Funky Inset phenomenon

 From: plish (MPLISHKA) 5 Dec 2012  (1 of 4)
 I drew a curve and then created a path using a curve as well. Extruded via a path. I then played around with some of the points on both the path and curve to tweak the shape. Saved a reloaded the shape. I then tried to do an insert on the top surface and it created a wierd cut all the way through and didn't eliminate the inner part of the inset. Thoughts? Thanks! ~plish Attachments:

 From: Michael Gibson 5 Dec 2012  (2 of 4)
 5589.2 In reply to 5589.1 Hi plish - part of the Inset process involves calculating offset surfaces, and with a kind of chaotic surface like you are showing there with a lot of little bumps and wiggles it makes offset surface creation very difficult. Part of the process of Inset involves doing offset calculations of the "side walls" around the inset face. Basically an offset surface is a new surface that is created by tracking along the surface normal by a particular distance.

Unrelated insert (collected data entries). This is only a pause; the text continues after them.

PR #610, opened 2018-08-24
Translation table refactor (in process, pulling to run ingest on Jenkins)

TomConlin:
big changes, 
~5k loc edited in over 100 files.  
net loss of ~1k locs
not exactly realistic to expect a comprehensive review right away and my main goal is 
to be running the next set of testing 'not on my laptop'.

main points are:
 - All ontology terms emitted from every ingest,  are drawn from a single yaml file to ensure transparency and consistently downstream. 

- Each ingest has its own local translation table to map the sources _whatever_ to the target terms in the global mapping
- Each local translation table may also a double as a way to transform literals 

- The global translation table `globaltt` is automatically available in all files (as is the global curie_map)

- The local translation table `localtt` is automatically available in every source ingest
  - a helper function `resolve(word')` is also available  in source ingests which uses both the local and global translation tables together for when the input is messy.
 
- inverse translations are is also available because using them can help
  - code readability (see common terms instead of ingest specific wordage)
  - write meaningful logging messages e.g; what you have to do the fix this error


dipper/sources/EBIGene2Phen.py
```diff
@@ -138,7 +137,7 @@ def parse(self, limit: Optional[int]=None):
 
         return
 
-    def _add_gene_disease(self, row:List):
+    def _add_gene_disease(self, row):  # ::List  getting syntax error here
```
kshefchek: In python 3.5?

TomConlin:
``` 

cat Pipfile
[[source]]
name = "pypi"
url = "https://pypi.org/simple"
verify_ssl = true

[packages]
rdflib = "*"
isodate = "*"
roman = "*"
requests = "*"
PyYAML = "*"
psycopg2 = "*"
pandas = "*"
sparqlwrapper = "*"
pysftp = "*"
ontobio = "*"

[requires]
python_version = "3.5"

[dev-packages]
(dipper-BclvAZdW) tomc@cypher ~/Projects/Monarch/dipper $ python --version
Python 3.5.2

```
yep

TomConlin:
I will avoid building GWAS and Orphanet till last in case anyone wants to take a run at fixing the testd

cmungall:
Refactor looks great!!

Did you consider using vocab objects for increased strong typing for some of the lookups, e.g. https://github.com/biolink/ontobio/tree/master/ontobio/vocabulary

TomConlin:
no want them as plain and simple as possible and use ontobio offline to help marshal the ontology teams.  helps keep them usable in unforeseen ways

TomConlin:
@cmungall  just to be a little more clear on my  "no" above, 
we want the same thing just have different approaches
you took the OO path of encoding your filter constraint in objects 
which will require maintenance as ontologies evolve .

I want to generate partitions of the global tt mapping 
based on what their ontology says they are now.
If in the code we know a term should be of a particular ilk
we can query the particular generated map partition and then 
decide what to do on a miss, revert the the global file or fail hard etc.

cmungall:
Ok!

PR #671, opened 2018-10-15
HPOA and related

### LINKED ISSUE #469: Coordinate on orphanet prefix
We use 'Orphanet' in dipper, which is consistent with MonDO, which is consistent with ORDO produced by Orphanet + the EBI

It looks like the official portal uses 'ORPHA'
http://www.orpha.net/consor/cgi-bin/OC_Exp.php?Expert=597

(I think this is new?)

If we change to ORPHA it will take careful coordination between dipper and mondo and releases.

Alternatively we could leave as-is and document the difference, e.g syn if prefixcommons/db-xrefs.yaml

cc @drseb @jmcmurry

TomConlin:
Goal was to use the new HPO files. 
Along the way the common-disease files raised enough concerns they are not currently included and a new push for a common disease model & curation will begin RSN.

- dependency on python git was dropped
- Disposition association was merged into the D2P association  (nothing distinct but relation)
- lots of convention
  - continue rooting out single letter variable names
  - change variable names which are reserved words in language
  - staunch the use of java idioms in favor of python idioms (not claiming either better)
- reduce the use of the regular expression engine to test for exact equality
- adopt Orphanet's preferred curie prefix `ORPHA:` closes #469

There is a problem with the abstract method `serialize` in Graph having a different signature than the same named method in the rdflib.  where Source and GraphUtils
each expect a different implementation.  
The current workaround is to neglect to implement the serialize method in RDFGraph.
This should be addressed before it comes up in practice.


kshefchek:
+1, we should circle back on common disease and include it as a separate ingest

Issue #679, opened 2018-10-26
dipper/graph/RDFGraph.serialize()


TomConlin:
`dipper/graph/Graph` is an abstract class and has an abstract method `serialize()`

`dipper/graph/RDFGraph`  has multiple inheritance from  `dipper/graph/Graph` and `rdflib/ConjunctiveGraph`  
 which also implements a method `serialize()` with a different signature.
which keeps `dipper/graph/RDFGraph` technically abstract as it is not also implementing  
`dipper/graph/Graph.serialize()`

resolve such that instances of  `dipper/graph/RDFGraph` may used   
without `pylint3` issuing an error.

TomConlin:
will try that.

If so, we must be accustomed to eating them bugs by now.
It causes static analysis tools to issue their sternest protests.

    sudo apt-get install pylint3

PR #680, opened 2018-10-27
reconcile multiple inheritance 'serialize()' ambiguity 

TomConlin:
trading pylint3 (version 1.5.2)  Error reports for   
instantiating a partially abstract class (due to one parent but not the other)
for pylint3 warning for inconsistent method signatures 

wanting this to go in before a larger pull of refactor cleanup noise


TomConlin:
closes #679

PR #691, opened 2018-12-20
neither curie nor IRI  as source are literals

### LINKED ISSUE #681: IRIs in hpoa.ttl are mistakenly string values
I downloaded `https://data.monarchinitiative.org/ttl/hpoa.ttl`. It can't load properly as OWL, because (like other dipper files) it states that `dc:source` is an object property, however there are many `dc:source` values in this file which are strings.

I assume all these strings are supposed to actually be IRIs:

```turtle
:MONARCH_b00012161a6f63bad72e a OBAN:association ;
    OBO:RO_0002558 OBO:ECO_0000501 ;
    dc:source "http://omim.org/entry/148050" ;
    OBAN:association_has_object OBO:HP_0008438 ;
    OBAN:association_has_predicate OBO:RO_0002200 ;
    OBAN:association_has_subject OBO:OMIM_148050 .
```

The `dc:source` property has IRI values in other dipper files.

cc @shalsh23

TomConlin:
resolves #681

### DIFF
--- a/dipper/models/Model.py
+++ b/dipper/models/Model.py
@@ -66,8 +66,7 @@ class Model():
                 class_id, self.globaltt['label'], label, object_is_literal=True)
 
         if class_type is not None:
-            self.graph.addTriple(
-                class_id, self.globaltt['subclass_of'], class_type)
+            self.graph.addTriple(class_id, self.globaltt['subclass_of'], class_type)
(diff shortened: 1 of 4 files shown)


TomConlin:
note: travis checks are breaking on basic http requests

PR #694, opened 2019-01-05
Biogrid & Reactome test passing

TomConlin:
- global effects in how curies are recognized (more lenient)
- global change in test id availability in unit tests (exist now)
- file sizes are now zero when they were None or empty
- Biogrid included in Makefile unit test suite


TomConlin:
(merge test fail is network time out)

PR #695, opened 2019-01-07
MMRRC fix ++

TomConlin:
fix bad data. MGI curie missing the 'I'  
however since I was in to find & fix that a bunch of other refactoring happened as well.

mmrrc
 - table column headers conform to the new practice now
 - logging reduced, just a summary at the end  when a symbol is missing an identifier  
 - remove some of the scrubbing for issues not happening now/anymore  
 - replace hard coded identifiers with translation table lookups
 -  reduce using regexps  for plain string slices.

 Source:
 - eliminate the reuse/clobber of 'row' as both a list and a dict in a loop
 - comments on vagueness of a very specific parser  (MySQL_XML dump)
    - needs revisiting

scripts/mysql2sqlite
 - script from GitHub to transform MySQL dumps into Sqlite syntax I use

### DIFF
--- a/dipper/sources/MMRRC.py
+++ b/dipper/sources/MMRRC.py
@@ -40,13 +40,32 @@ class MMRRC(Source):
     files = {
         'catalog': {
             'file': 'mmrrc_catalog_data.csv',
-            'url': 'https://www.mmrrc.org/about/mmrrc_catalog_data.csv'},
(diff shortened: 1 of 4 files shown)


TomConlin:
noting again that making impc[fetch/test] do not see a network time out from my machine

PR #697, opened 2019-01-11
HPOA Reference sanity check

TomConlin:
reject references as objects which are not well formed curies or URLs

@kshefchek  asking you to review to point out the use of `graph.curie_regexp`
available most everywhere in dipper.

If we ever start running into legitimate UTF8 curies it will need extending.

### DIFF
--- a/dipper/sources/HPOAnnotations.py
+++ b/dipper/sources/HPOAnnotations.py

It's sort of like sticking a pole on the surface and moving it around and making a surface tracking along at the other end of the pole. When you have a lot of little bumps and wiggles in a surface, you can imagine that the movements of the "end of the pole" become magnified, and it's easy for the result surface to become self intersecting. Once that happens it will then cause further problems because surface/surface intersections will have problems when self intersecting surfaces (surfaces that fold back and forth over themselves) are involved. So the geometry that you have there with lots of bends and wiggles in it, is just generally unsuitable for anything involving offset calculations, so probably anything under the Offset set of commands (Offset, Shell, or Inset) will not be functional with that kind of geometry. You will need to create cleaner and less wiggly geometry in order for Offset, Inset, or Shell to really have much of a chance of working at all. Just in general NURBS modeling is not good at making shapes with lots of little lumps and wiggles in it. If you need to do stuff that's shaped like that you would be better off using a polygon modeling package instead where you can do sub-d modeling, those programs are more focused on making organic shapes. MoI is much more focused on making sort of smoother semi-mechanical type shapes. It is possible to make lumpy/bumpy/chaotic shapes for some purposes, but just as you've seen here there will be many areas of the toolset such as offsets and also booleans (when you have self-intersecting surfaces) that will not be usable with such geometry. That's a generally expected consequence of that kind of geometry. - Michael

 From: Michael Gibson 5 Dec 2012  (3 of 4)
 5589.3 In reply to 5589.1 Also Filleting involves some offset calculations inside of it as well, so often times Fillet will also not work on chaotic lumpy things like that as well. Booleans will probably work as long as the surfaces involved are not actually self intersecting. The big problem really is in areas like indicated with the red arrow here: You've got such a tight bend in both directions of the surface in those areas that hardly any offsetting at all will have the offset result end up sticking back through itself, once that happens it's very difficult for various other calculations to work on it very well. It could even be possible that your surface there is actually self-intersecting already even before any offset is applied to it.... I can't be entirely certain by just looking at a screenshot. By the way it helps a lot if you can post the 3DM model file of the stuff you are asking about instead of just a screenshot, because 3DM files can be closely examined and looked at from different angles, etc... which is not really possible to do with a screenshot. Here's an example of the kind of messy results that an offset of a relatively large amount will generate as it goes around a tight bend: If your shapes are set up in such a way that will cause this kind of self-intersecting / bunching / self-crossing type results during part of the calculation it will generally not work, so this is generally a situation that you should try to avoid. If the models that you need to build are typically full of lots of wiggly bumpy surfaces like this, that's usually a sign that you're not really using "the right tool for the job" - that kind of stuff is better suited for either a polygon modeling program or a brush sculpting program like ZBrush, and not a precision drawing / CAD type program like MoI. Depending on what you are doing sometimes it can work well to use MoI to build some initial broad smooth forms and then use ZBrush to add little detail bumps and engraving as a separate stage though. - Michael Attachments:

 From: plish (MPLISHKA) 5 Dec 2012  (4 of 4)
 5589.4 In reply to 5589.3 Michael, I was basically pushing the envelope with what I could try to do. It's not typical for the work I do but I enjoy playing ;-) I did find out that fillets didn't work either ;-) The inset I was doing only went down to the line near the top. Sometimes I can take that top part off and it reveals a surface that I can thicken up to create the inset. It looks like the valleys/peaks between squiggle control points can't be less than the thickness (or twice the thickness) of the wall on the inset. And as you said, the depth can go into the funky bend areas or things just go to pieces. As always, thanks!